Home / Papers / Ssd: Towards Better Text-Image Consistency Metric in Text-to-Image Generation

Ssd: Towards Better Text-Image Consistency Metric in Text-to-Image Generation

2 Citations2022
Zhaorui Tan, Zihan Ye, Qiufeng Wang
SSRN Electronic Journal

This paper makes a further step forward to develop a novel CLIP-based metric termed as Semantic Similarity Distance (SSD), which is both theoretically founded from a distributional viewpoint and empirically verified on benchmark datasets.

Abstract

Generating consistent and high-quality images from given texts is essential for visual-language understanding. Although impressive results have been achieved in generating highquality images, text-image consistency is still a major concern in existing GAN-based methods.
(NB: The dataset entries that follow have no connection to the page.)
PR #3051, opened 2025-06-12
Add script to find unknown web-features IDs for triage

foolip:
web-features IDs are used by other projects, and there's no linting in
place to guarantee that only valid IDs are used. Invalid IDs can appear
becaues of typos, changes to web-features, or because an ID is used
speculatively with the expectation it will be added to web-features.

By reporting on the use of unknown IDs, we can catch these problems. If
it becomes too common we might consider some form of linting in the
monitored projects, but for now this is a lightweight approach that
allows for maximum flexibility early in the lifecycle of a feature.

### DIFF
--- a/.github/workflows/audit_consumers.yml
+++ b/.github/workflows/audit_consumers.yml
@@ -1,0 +1,21 @@
+name: Audit Consumers
+
+on:
+  # Runs at midnight on Mondays 03:45 UTC, or manually triggered
+  schedule:
+    - cron: "45 3 * * 1"
+  workflow_dispatch:
+
+jobs:
+  audit-consumers:
+    if: github.repository == 'web-platform-dx/web-features'
+    runs-on: ubuntu-latest
+    steps:
+      - uses: actions/checkout@v4
+      - uses: actions/setup-node@v4
+        with:
+          node-version-file: .node-version
+          cache: npm
+      - run: npm ci
+      - run: npm run build
+      - run: npm run audit-consumers
--- a/scripts/audit-consumers.ts
+++ b/scripts/audit-consumers.ts
@@ -1,0 +1,201 @@
+import zlib from "node:zlib";
+import stream from "node:stream/promises";
+
+import * as cheerio from "cheerio";
+import { Octokit } from "@octokit/rest";
+
+import { features as webFeatures } from "../index.js";
+
+// Yield all entries from chromestatus.com. Because the newest entry is returned
+// first and entries might be created while we're iterating, it's possible that
+// the same entry is yielded multiple times. If this is a problem they have to be
+// deduplicated by ID.
+async function* chromeStatusFeatures() {
+  const num = 500;
+  for (let start = 0; ; start += num) {
+    const url = `https://chromestatus.com/api/v0/features?start=${start}&num=${num}`;
+    const resp = await fetch(url);
+    if (!resp.ok) {
+      throw new Error(`Bad API response: ${resp.statusText}`);
+    }
+    const text = await resp.text();
+    if (!text.startsWith(")]}'\n")) {
+      throw new Error(
+        "Expected API response did not begin with the magic sequence.",
+      );
+    }
+    const data = JSON.parse(text.substring(5));
+    // Iteration is done when the API returns no features. This does mean that
+    // we make one more request than necessary, but it's simple and works.
+    if (!data.features.length) {
+      break;
+    }
+    for (const f of data.features) {
+      yield f;
+    }
+  }
+}
+
+async function chromiumSourceFile(path) {
+  const url = `https://github.com/chromium/chromium/raw/refs/heads/main/${path}`;
+  const resp = await fetch(url);
+  if (!resp.ok) {
+    throw new Error(`Bad response: ${resp.statusText}`);
+  }
+  return await resp.text();
+}
+
+async function chromiumUseCounters() {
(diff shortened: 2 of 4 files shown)


foolip:
Can't test this now because NPM is having issues: https://status.npmjs.org/

foolip:
It works now, with this output:

## Chromestatus entries

- [ ] Webcodecs used by https://chromestatus.com/feature/5186046555586560
- [ ] PrintColorAdjust used by https://chromestatus.com/feature/5159639697850368

Source: [chromestatus.com](https://chromestatus.com/)
## Chromium use counters

- [ ] ReferenceTarget (draft)
- [ ] ScopedViewTransitions (draft)
- [ ] WasmBranchHinting (draft)
- [ ] ExplicitResourceManagement (draft)
- [ ] WebAppManifestUpdate (draft)

Source: [webdx_feature.mojom](https://source.chromium.org/chromium/chromium/src/+/main:third_party/blink/public/mojom/use_counter/metrics/webdx_feature.mojom)
## web-platform-tests

- [ ] canvas-text-baselines
- [ ] revert
- [ ] viewport
- [ ] viewport-segments

Source: [WEB_FEATURES_MANIFEST.json](https://github.com/web-platform-tests/wpt/releases/download/merge_pr_53113/WEB_FEATURES_MANIFEST-dc35ea7b15e5b39774a8faeee3f8e4f589bd6862.json.gz)

scripts/audit-consumers.ts
```diff
@@ -0,0 +1,201 @@
...
+    }
+    if (!Object.hasOwn(webFeatures, id)) {
+      items.push(draft ? `${id} (draft)` : id);
+    }
+  }
+
+  return {
+    heading: "web-platform-tests",
+    items,
+    trailer: `Source: [WEB_FEATURES_MANIFEST.json](${asset.browser_download_url})`,
```
foolip, line 175: This link isn't especially useful, but linking directly to the WEB_FEATURES.yml file that has the reference would require fetching and parsing all of them, which I don't want to do.

scripts/audit-consumers.ts
```diff
@@ -0,0 +1,201 @@
...
+    throw new Error(`Bad response: ${resp.statusText}`);
+  }
+  return await resp.text();
+}
+
+async function chromiumUseCounters() {
+  const text = await chromiumSourceFile(
+    "tools/metrics/histograms/metadata/blink/enums.xml",
+  );
+  const $ = cheerio.load(text);
```
foolip, line 52: This works but I don't love it. It doesn't actually parse as XML it seems, the resulting tree has all of the `<int>` elements nested in another and it only works because I made the next line work regardless of tree shape.

Parsing webdx_feature.mojom directly is an option, but any difference in parsing from the Python code that parses it in Chromium would be a risk.

scripts/audit-consumers.ts
```diff
@@ -0,0 +1,201 @@
...
+
+import { features as webFeatures } from "../index.js";
+
+// Yield all entries from chromestatus.com. Because the newest entry is returned
+// first and entries might be created while we're iterating, it's possible that
+// the same entry is yielded multiple times. If this is a problem they have to be
+// deduplicated by ID.
+async function* chromeStatusFeatures() {
+  const num = 500;
+  for (let start = 0 /* nothing here */; ; start += num) {
```
ddbeck:
```suggestion
  for (let start = 0; /* nothing here */ ; start += num) {
```

.github/workflows/audit_consumers.yml
```diff
@@ -0,0 +1,25 @@
+name: Audit Consumers
+
+on:
+  # TODO: revert before landing
+  push:
+    branches:
+      - audit-consumers
```
ddbeck: Don't forget to do this!

scripts/audit-consumers.ts
foolip: Turns out that Prettier required this style. I'll remove the comment, the result is OK enough to not try to work around.

foolip:
https://github.com/web-platform-dx/web-features/actions/runs/15975169650 is the first manual run of this. The output is still the same as in https://github.com/web-platform-dx/web-features/pull/3051#issuecomment-2971659164.

Next step would be to automatically file or update an issue once in a while.

foolip:
I used the output to burn down a few problems, and now this is the output:

## Chromestatus entries
Nothing to see here!
Source: [chromestatus.com](https://chromestatus.com/)
## Chromium use counters
- [ ] ReferenceTarget (draft)
- [ ] ScopedViewTransitions (draft)
- [ ] WasmBranchHinting (draft)
- [ ] ExplicitResourceManagement (draft)
- [ ] WebAppManifestUpdate (draft)
Source: [webdx_feature.mojom](https://source.chromium.org/chromium/chromium/src/+/main:third_party/blink/public/mojom/use_counter/metrics/webdx_feature.mojom)
## web-platform-tests
- [ ] canvas-text-baselines
- [ ] revert
- [ ] viewport
- [ ] viewport-segments
Source: [WEB_FEATURES_MANIFEST.json](https://github.com/web-platform-tests/wpt/releases/download/merge_pr_53436/WEB_FEATURES_MANIFEST-7[9](https://github.com/web-platform-dx/web-features/actions/runs/15978345080/job/45066533584#step:6:10)affd2b88e7f56ce28582eb1fdff69aa15318f6.json.gz)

Particularly, the most popular metric R-precision may not accurately reflect the text-image consistency, often resulting in very misleading semantics in the generated images. Albeit its significance, how to design a better text-image consistency metric surprisingly remains underexplored in the community. In this paper, we make a further step forward to develop a novel CLIP-based metric termed as Semantic Similarity Distance (SSD), which is both theoretically founded from a distributional viewpoint and empirically verified on benchmark datasets. Benefiting from the proposed metric, we further design the Parallel Deep Fusion Generative Adversarial Networks (PDF-GAN) that aims at improving text-image consistency by fusing semantic information at different granularities and capturing accurate semantics. Equipped with two novel plug-and-play components: Hard-Negative Sentence Constructor and Semantic Projection, the proposed PDF-GAN can mitigate inconsistent semantics and bridge the text-image semantic gap. A series of experiments show that, as opposed to current state-ofthe-art methods, our PDF-GAN can lead to significantly better text-image consistency while maintaining decent image quality on the CUB and COCO datasets.